+++ Material for this exercise

PR #8862, opened 2021-07-24
Change $this->assert* to self::assert* in unit tests

carnage:
As discussed in #6854 this PR updates all the unit tests to use self::assert* instead of $this->assert* 

This was already done in the v3 develop branch and it'll smooth merging one of the remaining backports. 

It was generated using this command: `php ./php-cs-fixer-v2.phar fix ./tests/ --rules='{"php_unit_test_case_static_method_calls":{"call_type": "self"}}' --allow-risky=yes` I would suggest if there is a delay in merging and conflicts come up, that someone just reruns that on a new branch taken from 2.10.x instead of trying to fix the conflicts.


greg0ire (approved):

SenseException (approved):

greg0ire:
Thanks @carnage !

carnage:
Will try and find time at the weekend to have another go at backporting the test improvements PR now this should solve a lot of the conflicts

PR #8863, opened 2021-07-25
Fix loading metadata for cold reflection class

Deltachaos:
When using discriminator map attributes the reflection class can be null


beberlei:
Can you give much more infos please? What is the error? How do you get it? This change alone can't be merged, need to identify the cause

j-mahlke:
This already has been fixed in the Annotation, but is missing in the Attributes.
 https://github.com/doctrine/orm/blob/e313d012aea7a904ecceb78f70fcab1b66932393/lib/Doctrine/ORM/Mapping/Driver/AnnotationDriver.php#L56
 
 https://github.com/doctrine/orm/commit/e16803de618ef0b94b1fa0917bf0fefff23e07de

++++++

What to produce - Every line from the first entry to the line containing "As discussed in" should be transcribed exactly, and nothing beyond it.

Worked solution -
PR #8862, opened 2021-07-24
Change $this->assert* to self::assert* in unit tests

carnage:
As discussed in #6854 this PR updates all the unit tests to use self::assert* instead of $this->assert* 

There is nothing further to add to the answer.